# Colnago Tecnos questions



## atpjunkie (Mar 23, 2002)

am building one up for my wife (49C w 51.5 TT) and am making sure on Fork Rake and Seatpost size. Any help appreciated, have a 27.2 Campy and it appears tight (don't want to force it) is it 27.0? and I have the original steel fork but am considering replacing w/ Carbon (heresy I know) should I stay w/ the steel (she's no racer) or which Nag fork is better recommended?
thx

atp


----------



## russw19 (Nov 27, 2002)

atpjunkie said:


> am building one up for my wife (49C w 51.5 TT) and am making sure on Fork Rake and Seatpost size. Any help appreciated, have a 27.2 Campy and it appears tight (don't want to force it) is it 27.0? and I have the original steel fork but am considering replacing w/ Carbon (heresy I know) should I stay w/ the steel (she's no racer) or which Nag fork is better recommended?
> thx
> 
> atp


Every Colnago I have ever owned or worked on all used a 27.2 post. If you have one, take a flex-hone to the inside of the tube, clean it all out, put some fresh grease in and put the post in. If it's a used bike, it is possible that someone put the wrong size post in before and just clamped down on the binder bolt. But I would be pretty positive it's 27.2. 

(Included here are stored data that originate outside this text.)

PR #3656, opened 2023-10-13
try_reserve_exact has been stabilized nearly two years ago

mvduin:
use Vec's try_reserve_exact method (stabilized in rust 1.57) instead of an ad-hoc reimplementation thereof


hamza1311 (approved):
Agreed, we should use the stdlib version

PR #3666, opened 2023-10-23
Update the node version in the GitHub workflows from 16 to 20

thomasetter:
This required removing the --experimental-wasm-reftypes flag since it was removed from v8 in
https://github.com/v8/v8/commit/1771e4aaa3f285b3829539c1f80dbde01500fc21 which is included in Node `>= 18`


daxpedda (approved):
Thank you!

PR #3667, opened 2023-10-24
Updated Notification APIs

maccesch:


maccesch:
I don't exactly understand why this on check didn't go through. I followed the contribution guidelines. What can I do to fix this?

daxpedda:
This is just missing the `Cargo.toml` adjustments, looking at the CI results you can easily see what needs to be done:
```diff
--- a/crates/web-sys/Cargo.toml
+++ b/crates/web-sys/Cargo.toml
@@ -880,6 +880,7 @@ NodeFilter = []
 NodeIterator = []
 NodeList = []
 Notification = ["EventTarget"]
+NotificationAction = []
 NotificationBehavior = []
 NotificationDirection = []
 NotificationEvent = ["Event", "ExtendableEvent"]
```
> I don't exactly understand why this on check didn't go through. I followed the contribution guidelines. What can I do to fix this?

You probably forgot to point the tool towards the `Cargo.toml` file. The issue is that the book isn't updated, but you find the updated version here: https://rustwasm.github.io/wasm-bindgen/contributing/web-sys/supporting-more-web-apis.html.
Note the last argument `./Cargo.toml`.

maccesch:
I replaced the whole idl file now with the latest spec from that link. I hope that's ok? It makes some breaking changes but the previous version of the notification API seems to have been very old.

crates/web-sys/webidls/enabled/Notification.webidl
```diff
@@ -1,60 +1,32 @@
...
-
-  [Pure]
-  readonly attribute DOMString? icon;
-
-  [Constant, Func="mozilla::dom::DOMPrefs::NotificationRIEnabled"]
+  readonly attribute DOMString lang;
+  readonly attribute DOMString body;
+  readonly attribute DOMString tag;
+  readonly attribute USVString image;
+  readonly attribute USVString icon;
```
daxpedda, line 21: Unfortunately we can't just introduce breaking changes like that.
```suggestion
  readonly attribute DOMString? lang;
  readonly attribute DOMString? body;
  readonly attribute DOMString? tag;
  readonly attribute USVString image;
  readonly attribute USVString? icon;
```

crates/web-sys/webidls/enabled/Notification.webidl
```diff
@@ -87,10 +53,16 @@ enum NotificationPermission {
   "granted"
 };
 
-callback NotificationPermissionCallback = undefined (NotificationPermission permission);
-
 enum NotificationDirection {
-  "auto",
-  "ltr",
+  "auto" ,
+  "ltr" ,
```
daxpedda, line 58:
```suggestion
  "auto",
  "ltr",
```

crates/web-sys/webidls/enabled/Notification.webidl
daxpedda, line 1: Please add a newline at the end.

daxpedda (changes requested):
Unfortunately we can't just correct the API like this because that would require a breaking change.

I think removing `GetNotificationOptions`, `NotificationBehavior` and `Notification.get()` is fine though because they don't actually exist anymore. @Liamolucko and @hamza1311 would you be fine with that as well?

Could you also add a note in the changelog? Especially mention the removal of these APIs separately.

daxpedda (changes requested):

Liamolucko:
> I think removing `GetNotificationOptions`, `NotificationBehavior` and `Notification.get()` is fine though because they don't actually exist anymore. @Liamolucko and @hamza1311 would you be fine with that as well?

Yeah, I'm fine with this.

hamza1311:
I'm fine with it. If it "breaks" any code, that code is already broken and now there is an error message for it at compile time.

PR #3669, opened 2023-10-25
Return an error if there are two enums with the same name

thomasetter:
This fixes the issue that two enums with the same name cause the "second" one to overwrite the "first" one.

Currently, looking at the output of `target/wasm32-unknown-unknown/wbg-tmp-wasm-<some-hex-characters>.wasm/wasm-bindgen-test.js` generated with 
```
WASM_BINDGEN_SPLIT_LINKED_MODULES=1 cargo test --target wasm32-unknown-unknown
```

the part with the enums (was at line 4849 for me) looks like this:

```js
**
*/
module.exports.Color = Object.freeze({ Green:0,"0":"Green",Yellow:1,"1":"Yellow",Red:2,"2":"Red", });
/**
*/
module.exports.JsRenamedEnum = Object.freeze({ A:10,"10":"A",B:20,"20":"B", });
/**
*/
module.exports.EnumArrayElement = Object.freeze({ Unit:0,"0":"Unit", });
/**
* annotated enum type
*/
module.exports.AnnotatedEnum = Object.freeze({
/**
* annotated enum variant 1
*/
Variant1:0,"0":"Variant1",
/**
* annotated enum variant 2
*/
Variant2:1,"1":"Variant2", });
/**
*/
module.exports.Color = Object.freeze({ Green:0,"0":"Green",Yellow:1,"1":"Yellow",Red:2,"2":"Red", });
/**
*/
module.exports.ColorWithCustomValues = Object.freeze({ Green:21,"21":"Green",Yellow:34,"34":"Yellow",Red:2,"2":"Red", });
/**
*/
module.exports.MyEnum = Object.freeze({ One:1,"1":"One",Two:2,"2":"Two", });
```

The second assignment `module.exports.Color =`  overwrites the first one, causing the first one to have no effect.

The reason this was not captured by the tests is that the two enums were identical in shape (same unit keys/values).

### DIFF
--- a/CHANGELOG.md
+++ b/CHANGELOG.md
@@ -112,6 +112,9 @@
   enhancing type safety and compatibility.
   [#3647](https://github.com/rustwasm/wasm-bindgen/pull/3647)
 
+* Stop tolerating name collisions on enums, this would previously just emit one of them.
+  [#3669](https://github.com/rustwasm/wasm-bindgen/pull/3669)
+
 ### Fixed
 
 * Fixed `wasm_bindgen` macro to handle raw identifiers in field names.
--- a/CHANGELOG.md
+++ b/CHANGELOG.md
@@ -112,7 +112,7 @@
   enhancing type safety and compatibility.
   [#3647](https://github.com/rustwasm/wasm-bindgen/pull/3647)
 
-* Stop tolerating name collisions on enums, this would previously just emit one of them.
+* Throw an error on enum name collisions, previously only one enum would be emitted.
   [#3669](https://github.com/rustwasm/wasm-bindgen/pull/3669)
 
 ### Fixed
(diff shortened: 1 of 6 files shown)


daxpedda (changes requested):
LGTM!
Could you add a note in the changelog as well?

thomasetter:
Thanks for the quick review, added a note in the changelog under `Changed`.

CHANGELOG.md
```diff
@@ -112,6 +112,9 @@
   enhancing type safety and compatibility.
   [#3647](https://github.com/rustwasm/wasm-bindgen/pull/3647)
 
+* Stop tolerating name collisions on enums, this would previously just emit one of them.
```
daxpedda, line 115:
```suggestion
* Throw an error on enum name collisions, previously only one enum would be emitted.
```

As for the fork.. I LOVE the ride of the straight blade Precisa steel fork. I think they are the best forks on the market and I don't give a damn that they are 600+ grams. The ride of them is better than any carbon fork I have ever riden. Well maybe with one exception and that was the Kestrel EMS fork with the Ti steerer that I just thought was dreamy smooth. But I would fully suggest a Precisa straight blade fork, fully chromed... nothing looks or rides as nice in my opinon.

Russ


----------



## boneman (Nov 26, 2001)

*Concur with Russ19*

I have a Tecnos and the seatpost is 27.2. It was in the EL-OS version and the Tecnos 2000 version (tubesets). I went through the same issue regarding the fork but end up sticking with the steel Precisa fork. It's an excellent fork, stable and comfortable.


----------



## atpjunkie (Mar 23, 2002)

*thx*

cool Record Ti will work. Frame is brand NOS, doesn't even have cable guides or wheel dropout adjuster screws mounted yet. I'll post pix when done. Will have to go non-chrome as my wives fork is in matching red. Bike has been a 'get a great deal' and take you time project, here's the spec
Nag Tecnos rare all Red w/ chrome stays and head tube lugs.
Precisa Fork 1" threadless
King headset ( 1 of only 2 non-Italian parts)
Record 10 Ergos, rear mech. brakes
Chorus 10 Crank, F braze on mech and BB.
TTT Zepp Stem 100 , Easton Bar (sorry had it laying around)
Proton Wheels
White Hoskar Saddle, White Bar Tape and White Cable Housing
Modern Classic
I'll post pix on completion
'now is that love or what?


----------